“MODERN” DATA ARCHITECTURES
If you asked almost any current leader in data engineering to draw a “modern” data architecture on a whiteboard (or you searched online for one), you would most certainly get something like the following:
But what’s so modern about this systems-based architecture? It’s been around for almost 10 years and hasn’t changed much. This architecture is composed of three major components:
- The data warehouse
- The data lake
- The data marts (or serving layer)
First there was the data warehouse. The need to have separate data marts and data lakes arose because those traditional data warehouses couldn’t scale to meet the different, competing workloads placed on them. Data marts came about because the central data warehouse couldn’t scale to meet the different workloads and high concurrency demands of end users. Then came data lakes because the enterprise data warehouse wasn’t able to store and process big data (in terms of volume, variety, and velocity).
Data lakes and data marts were created to address a real need in the data engineering space at the time. And even today, data warehouses continue to be unable to support all the varied workloads found in the enterprise. This is true even for the newer cloud data warehouses. The result of these disparate data systems is siloed data, which is very challenging to derive business value from and to govern securely.
But Snowflake Cloud Data Platform has dramatically changed the data landscape and eliminated the need to have separate systems for each of your workloads.
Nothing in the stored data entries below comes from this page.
PR #13133, opened 2026-02-19
fix: MySQLDDLCompiler create index falls back to default compiler args

TiansuYu:
### Description

Custom DDL compilers that inherit from `MySQLDDLCompiler` (e.g. third-party dialects like StarRocks) cannot use the default `visit_create_index` method when their dialect name differs from `"mysql"`.

The issue is that `visit_create_index` resolves index options — `prefix`, `length`, `using`, `with_parser` — by looking them up exclusively under `{dialect_name}_<arg>` / `dialect_options[dialect_name]`. When a subclass has a different dialect name (e.g. `"starrocks"`), these lookups return `None` even though the user specified them via the standard `mysql_*` kwargs, since the options are stored under the `"mysql"` key.

This change makes each lookup fall back to the `"mysql"` key when the dialect-specific key yields no result, so subclasses of `MySQLDDLCompiler` work out of the box without having to reimplement `visit_create_index` just to fix option resolution.

### Changes

- **`lib/sqlalchemy/dialects/mysql/base.py`** — For `prefix`, `length`, `with_parser`, and `using`, try `dialect_options[self.dialect.name]` first, then fall back to `dialect_options["mysql"]`.
- **`test/dialect/mysql/test_compiler.py`** — Added `MySQLBasedCustomDialectDDLTest` covering `CREATE INDEX` compilation through a simulated custom dialect: simple, length, prefix, using, parser, unique, composite, and expression-based indexes.

### Checklist

This pull request is:

- [x] A short code fix
	- please include tests.

**Have a nice day!**

### DIFF
--- a/lib/sqlalchemy/dialects/mysql/base.py
+++ b/lib/sqlalchemy/dialects/mysql/base.py
@@ -2215,7 +2215,9 @@ class MySQLDDLCompiler(
         if index.unique:
             text += "UNIQUE "
 
-        index_prefix = index.kwargs.get("%s_prefix" % self.dialect.name, None)
+        index_prefix = index.kwargs.get(
+            "%s_prefix" % self.dialect.name) or index.kwargs.get("mysql_prefix")
+
         if index_prefix:
             text += index_prefix + " "
 
@@ -2224,7 +2226,7 @@ class MySQLDDLCompiler(
             text += "IF NOT EXISTS "
         text += "%s ON %s " % (name, table)
 
-        length = index.dialect_options[self.dialect.name]["length"]
+        length = index.dialect_options[self.dialect.name].get("length") or index.dialect_options["mysql"]["length"]
         if length is not None:
             if isinstance(length, dict):
                 # length value can be a (column_name --> integer value)
@@ -2252,11 +2254,15 @@ class MySQLDDLCompiler(
             columns_str = ", ".join(columns)
         text += "(%s)" % columns_str
 
-        parser = index.dialect_options["mysql"]["with_parser"]
+        parser = index.dialect_options[self.dialect.name].get(
+            "with_parser") or index.dialect_options["mysql"]["with_parser"]
+
         if parser is not None:
             text += " WITH PARSER %s" % (parser,)
 
-        using = index.dialect_options["mysql"]["using"]
+        using = index.dialect_options[self.dialect.name].get(
+            "using") or index.dialect_options["mysql"]["using"]
+
         if using is not None:
             text += " USING %s" % (preparer.quote(using))
 
--- a/test/dialect/mysql/test_compiler.py
+++ b/test/dialect/mysql/test_compiler.py
@@ -683,6 +683,105 @@ class CompileTest(ReservedWordFixture, fixtures.TestBase, AssertsCompiledSQL):
         )
 
 
+class MySQLBasedCustomDialectDDLTest(
+    fixtures.TestBase, AssertsCompiledSQL
+):
+    """Test that a custom dialect subclassing MySQLDialect correctly
+    compiles CREATE INDEX via the inherited MySQLDDLCompiler.
+
+    This simulates third-party dialects (e.g. StarRocks) that inherit
+    from MySQLDialect with a different dialect name but rely on
+    MySQLDDLCompiler.visit_create_index without overrides.
+    """
+
+    @testing.fixture(autouse=True)
+    def _register_custom_dialect(self):
+        from sqlalchemy.dialects import registry
+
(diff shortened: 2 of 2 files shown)


zzzeek:
hi , sorry for the close here but please read and follow the instructions for "short code fix" PRs so that we can review what's being proposed according to our workflow, thanks!

TiansuYu:
@zzzeek I was about to post the reproducible behavior here. But you closed it before I can. Also even following the suggested workflow: opening a bug report before open the PR: the issue workflow also suggests open a behavior discussion before considering a bug. My question is: does the contribution process has to be so sophisticated? And where would be a good starting case for my specific case?

TiansuYu:
# Bug: StarRocks dialect `KeyError: 'length'` when creating an Index with `mysql_using`

## Root Cause

The StarRocks SQLAlchemy dialect (`construct_arguments`) only registers options for
`Table` and `Column`, but not for `Index`. When Alembic's `op.create_index()` compiles
the DDL, the inherited MySQL `visit_create_index` reads
`index.dialect_options[self.dialect.name]["length"]` — since `self.dialect.name` is
`"starrocks"` and no Index construct args are registered, it raises `KeyError: 'length'`.

Additionally, the MySQL `visit_create_index` hardcodes `dialect_options["mysql"]` for
`using` and `with_parser` (lines 2236-2242 in `sqlalchemy/dialects/mysql/base.py`),
so even if the `KeyError` is fixed, `starrocks_using="BITMAP"` would be ignored —
only `mysql_using="BITMAP"` would work.

## Dependencies

```bash
pip install sqlalchemy alembic starrocks
```

## Minimal Reproducible Example

```python
"""example.py: StarRocks dialect KeyError: 'length' on Index creation."""

from sqlalchemy import BigInteger, Column, Index, MetaData, String, Table
from sqlalchemy.schema import CreateIndex
from starrocks.dialect import StarRocksDialect

metadata = MetaData()

demo = Table(
    "demo",
    metadata,
    Column("id", BigInteger, primary_key=True),
    Column("status", String(32)),
    Index("idx_status_bitmap", "status", mysql_using="BITMAP"),
    starrocks_primary_key="id",
    starrocks_distributed_by="HASH(id)",
)

dialect = StarRocksDialect()
idx = list(demo.indexes)[0]

try:
    compiled = CreateIndex(idx).compile(dialect=dialect)
    print(f"SUCCESS: {compiled}")
except KeyError as e:
    print(f"FAILED: {e}")
```

## Command

```bash
python example.py
```

## Actual Output

```
FAILED: KeyError: 'length'
```

## Expected Output (after fix)

```
SUCCESS: CREATE INDEX idx_status_bitmap ON demo (`status`) USING `BITMAP`
```

zzzeek:
> @zzzeek I was about to post the reproducible behavior here. But you closed it before I can. Also even following the suggested workflow: opening a bug report before open the PR: the issue workflow also suggests open a behavior discussion before considering a bug. My question is: does the contribution process has to be so sophisticated? And where would be a good starting case for my specific case?

the bug template only suggests a discussion since the vast majority of reports are new users who are confused by existing APIs.    It doesn't prohibit opening a bug report and dialect authors can assume it's fine to open bug reports.

the reason for a bug report prior to the PR is that we need to vet the scope of the problem and determine the best course of action.  the PR you proposed may or may not be the best way to do this.       In some ways the "open a bug before the PR" request is analogous to the "open a discussion before the bug" request;  end users report things as "bugs" that are not bugs all the time, developers post PRs that are not always the way we prefer to approach th eproblem.

This issue points to a larger issue in the dialect options space, and I also am not sure why "mysql" was hardcoded in some spots and not others (is it trying to sidestep "mariadb" for example).   So I really prefer to understand the problem fully and do some thinking on the general architectural issue, where we can then agree on the approach.    It's quite jarring to get code first for an issue I've not been thinking about already.

CaselIT:
BTW in general I would expect that an user using starrocks would use `starrocks_using` etc, not the mysql ones, so the change would likely be the opposite of the one proposed here, so always using the dialect name.

> is it trying to sidestep "mariadb" for example

this is always complicating stuff :(

TiansuYu:
Thanks for the detailed explanation. I will open a bug report first, then we can go from there.

TiansuYu:
> BTW in general I would expect that an user using starrocks would use starrocks_using etc, not the mysql ones, so the change would likely be the opposite of the one proposed here, so always using the dialect name.

The bug happens regardless of `mysql_using` or `starrocks_using` due to many hard-coded references

CaselIT:
agree, I just meant that I would not hardcode mysql as the fallback there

Snowflake can be your data warehouse, data marts, and data lake. And that requires us in the data engineering space to think differently about what we’ve been doing. It requires us to understand why we’ve been doing things a certain way and to challenge our assumptions.
THINKING DIFFERENTLY ABOUT DATA
Over the past couple of years, I’ve noticed that as data architects begin to work with Snowflake, they continue to fall back on that legacy systems–based data architecture design, using Snowflake only as a data warehouse or maybe expanding it a bit to include some data marts. And most continue to argue for maintaining a separate file-based data lake outside of Snowflake, even when building one from the ground up. But why continue to think this way when Snowflake can replace all of these systems?
In order to move forward, we need to stop thinking about data in terms of existing types of systems, such as legacy data warehouses, data marts, and data lakes. Doing that is not helpful and it introduces an unnatural and artificial boundary in an enterprise data landscape.
Here is a suggestion for how to think about data differently. At a high level, you can group all enterprise data into the following logical data zones:
So let’s start thinking about data in terms of zones such as this, not as systems. The old systems-based thinking will continue to keep data engineering professionals locked into old ways of doing things and will continue to fragment the data landscape. With Snowflake, there is no need to divide the data zones into disparate, siloed data systems such as this:
Why think along those lines any longer when a single platform such as Snowflake can break down these silos? Instead of thinking along system lines, we should consider a single platform for all enterprise data such as this:
ONE PLATFORM FOR ALL ENTERPRISE DATA
Several names are used today to identify where data is located and how it is used, including operational data store (ODS), corporate information factory (CIF), data warehouse, data mart, and many more. Each term represents a different way to group data within the enterprise. But unfortunately, today those different groups of data represent different data systems. Let’s start thinking about data in terms of zones (or types of data) not as systems.
The goal was never to split the data landscape into multiple disparate systems, in particular, into the data warehouse, data marts, and data lakes. We need to stop doing things because “they’ve always been done that way” and rethink what we’re trying to accomplish. I would argue that the goal should be to have one platform for all enterprise data, for example, something like this:
Snowflake Cloud Data Platform can support all your data warehouse, data lake, data engineering, data exchange, data application, and data science workloads. With support for just the first two of those workloads alone, you can consolidate your data warehouse, data marts, and data lake into a single platform.
Most other “cloud” data warehouses were designed 20+ years ago and have been moved to the cloud. They’re unable to truly leverage the scalability of the cloud. And those systems that have been designed more recently don’t offer a complete enterprise data management experience that offers governance, ACID-compliant transactions, live data sharing, a cross-cloud global footprint, a fully managed service, and so on. Snowflake is the only cross-cloud, global cloud data platform. It’s time to start thinking differently about our data.